# To the two young guys spearing by the bob sikes bridge



## OnGrade

I hope I did not offend you when I said y'all need to get a dive flag and to watch the regs on places you can spear. I wasn't trying to force you out of the water, it's just that I didn't want y'all getting in trouble. It sucks that there isn't really anywhere to spear around here without a boat, but when someone gets caught by the marine patrol, it comes back on the whole sport. I hope y'all did well, but read up on the regs, follow them, and help everyone else out!


----------



## aquatic argobull

That ain't smart, but like the OP said, I understand the frustration of not having any good spots that you can access without a boat. You can spear at park east, but about the only good thing there is 10-11" mangroves and small spadefish. I'd like to find a good inshore spot to find some flounder...


----------



## KingCrab

Had some young guys last year pull right up to us at 3 mile. Jumped in with spear guns. Didn't say anything till they left. Advised them to read up on the rules.:blink:


----------



## aquatic argobull

Correct me if I'm wrong, but I'm under the assumption that since there's no fishing allowed on the 3 mile bridge, spearfishing is legal. As long as you have a dive flag.


----------



## WhackUmStackUm

From FWC's site...

"You *may NOT* spearfish...Within 100 yards of a public swimming beach, any commercial or public fishing pier, or any part of a bridge from which public fishing is allowed."

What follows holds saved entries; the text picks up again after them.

PR #2904, opened 2020-11-11
Fix LOOKAHEAD for ReferenceType; fixes #2879

### LINKED ISSUE #2879: Crash on annotated varargs parameter
JavaParser has helped significantly in a project I'm working on, but I get a crash in one specific edge case. It occurs when a method takes a varargs parameter of primitive type with an annotation. I'm running this code.
```java
package test;

public class AnnotatedVarArgs  {
        StaticJavaParser.parse(
                "import java.lang.annotation.*;" +
                "public class Test {" +
                "    public void method(int @MyAnno ... param) {}" +
                "}" +
                "@Target(ElementType.TYPE_USE) @interface MyAnno {}"
                );
    }
}
```

Here's the crash:
```
com.github.javaparser.ParseProblemException: (line 1,col 78) Parse error. Found "...", expected one of  "["
Problem stacktrace :
  com.github.javaparser.GeneratedJavaParser.generateParseException(GeneratedJavaParser.java:10906)
  com.github.javaparser.GeneratedJavaParser.jj_consume_token(GeneratedJavaParser.java:10752)
  com.github.javaparser.GeneratedJavaParser.ArrayBracketPair(GeneratedJavaParser.java:1786)
  com.github.javaparser.GeneratedJavaParser.ReferenceType(GeneratedJavaParser.java:1739)
  com.github.javaparser.GeneratedJavaParser.Type(GeneratedJavaParser.java:1700)
  com.github.javaparser.GeneratedJavaParser.Parameter(GeneratedJavaParser.java:1462)
  com.github.javaparser.GeneratedJavaParser.Parameters(GeneratedJavaParser.java:1377)
  com.github.javaparser.GeneratedJavaParser.MethodDeclaration(GeneratedJavaParser.java:1225)
  com.github.javaparser.GeneratedJavaParser.ClassOrInterfaceBodyDeclaration(GeneratedJavaParser.java:961)
  com.github.javaparser.GeneratedJavaParser.ClassOrInterfaceBody(GeneratedJavaParser.java:852)
  com.github.javaparser.GeneratedJavaParser.ClassOrInterfaceDeclaration(GeneratedJavaParser.java:409)
  com.github.javaparser.GeneratedJavaParser.CompilationUnit(GeneratedJavaParser.java:152)
  com.github.javaparser.JavaParser.parse(JavaParser.java:306)
  com.github.javaparser.StaticJavaParser.parse(StaticJavaParser.java:229)
  test.AnnotatedVarArgs.main(AnnotatedVarArgs.java:7)
  org.codehaus.mojo.exec.ExecJavaMojo$1.run(ExecJavaMojo.java:254)
  java.base/java.lang.Thread.run(Thread.java:834)

    at com.github.javaparser.StaticJavaParser.handleResult (StaticJavaParser.java:260)
    at com.github.javaparser.StaticJavaParser.parse (StaticJavaParser.java:229)
    at test.AnnotatedVarArgs.main (AnnotatedVarArgs.java:7)
    at org.codehaus.mojo.exec.ExecJavaMojo$1.run (ExecJavaMojo.java:254)
    at java.lang.Thread.run (Thread.java:834)
```

The parsed code compiles with javac, so I assume it's valid. The crash doesn't occur if I change `int` to `String` or `Object` so the problem seems to be unique to primitives.

JavaParser version 3.16.2
OpenJDK version 11.0.9

mernst:
Fixes #2879.

### DIFF
--- a/javaparser-core-testing/src/test/java/com/github/javaparser/JavaParserTest.java
+++ b/javaparser-core-testing/src/test/java/com/github/javaparser/JavaParserTest.java
@@ -308,4 +308,13 @@ class JavaParserTest {
     void xxx(){
         YamlPrinter.print(StaticJavaParser.parse("class X{}"));
     }
+
+    @Test
+    void issue2879() {
+        StaticJavaParser.parse(
+            "public class Test {" +
+            "    public void method(int @MyAnno ... param) {}" +
+            "}" +
+            "@Target(java.lang.annotation.ElementType.TYPE_USE) @interface MyAnno {}");
+    }
 }
--- a/javaparser-core/src/main/javacc/java.jj
+++ b/javaparser-core/src/main/javacc/java.jj
@@ -1249,7 +1249,7 @@ Type Type(NodeList<AnnotationExpr> annotations):
 }
 {
  (
-   LOOKAHEAD(2) ret = ReferenceType(annotations)
+   LOOKAHEAD(PrimitiveType(annotations) Annotations() "[" | ClassOrInterfaceType(annotations)) ret = ReferenceType(annotations)
  |
    ret = PrimitiveType(annotations )
  )


MysterAitch:
Good shout, thanks @mernst ! :) 

How do you feel about using `LOOKAHEAD(ReferenceType(annotations))` instead, to reduce the duplicated logic of "array of primitives or a class/interface name"? 

Depending on the generated parser code, I imagine yours may be a little more performant though?

javaparser-core-testing/src/test/java/com/github/javaparser/JavaParserTest.java
```diff
@@ -308,4 +308,13 @@ void parseTypeDeclaration() {
     void xxx(){
         YamlPrinter.print(StaticJavaParser.parse("class X{}"));
     }
+
+    @Test
+    void issue2879() {
```
MysterAitch, line 313: Should this be in `JavaParserTest`? Perhaps we could move it to `MethodDeclarationTest` or similar?

mernst: I didn't put it in `MethodDeclarationTest` because that file contains no calls to `StaticJavaParser.parse`, only calls to `StaticJavaParser.parseBodyDeclaration`.

I put it here becasue it is adjacent to a different call to `StaticJavaParser.parse`.

I didn't find a README, nor class documentation, explaining the purpose of each test directory and file.

Just let me know where you want it, and I will move it.

mernst:
> How do you feel about using `LOOKAHEAD(ReferenceType(annotations))` instead, to reduce the duplicated logic of "array of primitives or a class/interface name"?

I think that would work.  It does seem less efficient since it requires lookahead through the entire reference type rather than only looking ahead far enough to distinguish the shift conflict.

javaparser-core-testing/src/test/java/com/github/javaparser/JavaParserTest.java
MysterAitch: > I didn't find a README, nor class documentation, explaining the purpose of each test directory and file.

Can't argue there -- very much a free-for-all! ;)

MysterAitch:
Travis is being a pain with queues/delays, so merging without waiting for it :)

mernst:
@MysterAitch Thanks for merging.

MysterAitch:
@mernst Thank you for giving me something to merge!! It really is appreciated :+1:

My take is that spearfishing would be allowed near the 3 Mile Bridge, since fishing is not allowed from the bridge. However, spearfishing is not allowed within 100 yards from the fishing pier adjacent to the bridge.


----------



## hjorgan

So all those dudes I see spearing at Fort Pickens are in violation?


----------



## WhackUmStackUm

hjorgan said:


> So all those dudes I see spearing at Fort Pickens are in violation?


Spearfishing is not allowed within park jurisdiction, which I believe is the closer of one mile off-shore or to the intercostal shipping lane. Spearfishing is also not allowed near a jetty or fishing pier, whether they are in a park or not.


----------



## Ozeanjager

*Jettison*



WhackUmStackUm said:


> Spearfishing is not allowed within park jurisdiction, which I believe is the closer of one mile off-shore or to the intercostal shipping lane. Spearfishing is also not allowed near a jetty or fishing pier, whether they are in a park or not.

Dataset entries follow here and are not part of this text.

PR #2905, opened 2020-11-11
Codecov testing thing

MysterAitch:
jacoco doesn't run in the testing submodules, without access to the built sources (copied) from the other submodules


MysterAitch:
Oops, PR against the wrong repo (supposed to be my fork, not this one..)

I thought it was the last 500 feet of any jetty 1500 ft or longer.


----------



## sealark

Bryan that's correct that also applies to commercial fishing. The reason I am commenting is that if those rules apply ALL the area that is between the channel and pickins property should be off limits to any charters. or spear fishing. But what happens is if the park service gets a bug they enforce it an example is the Bait boats, mullet fisherman on the Gulf side and flounder giggers along the shallows. Sometimes they enforce and sometimes they don't.


----------



## woody88

the fwc regulation is as follows... "Within 100 yards of a public swimming beach, any commercial or public fishing pier, or any part of a bridge from which public fishing is allowed" this means you can spearfish anywhere on the Gulf Breeze side of the 3 mile bridge because their is no public or commercial fishing pier there. enjoy!


----------



## OnGrade

You revived a post from two years ago


----------



## Evensplit

OnGrade said:


> You revived a post from two years ago


Like a fine wine...:thumbsup:


----------



## OnGrade

Must have been boxed wine


----------



## woody88

Kingcrab responded to your thread by saying "Had some young guys last year pull right up to us at 3 mile. Jumped in with spear guns. Didn't say anything till they left. Advised them to read up on the rules" So obviously i was responding to his comment about 3 mile bridge...but thanks for helping me with my landmarks.


----------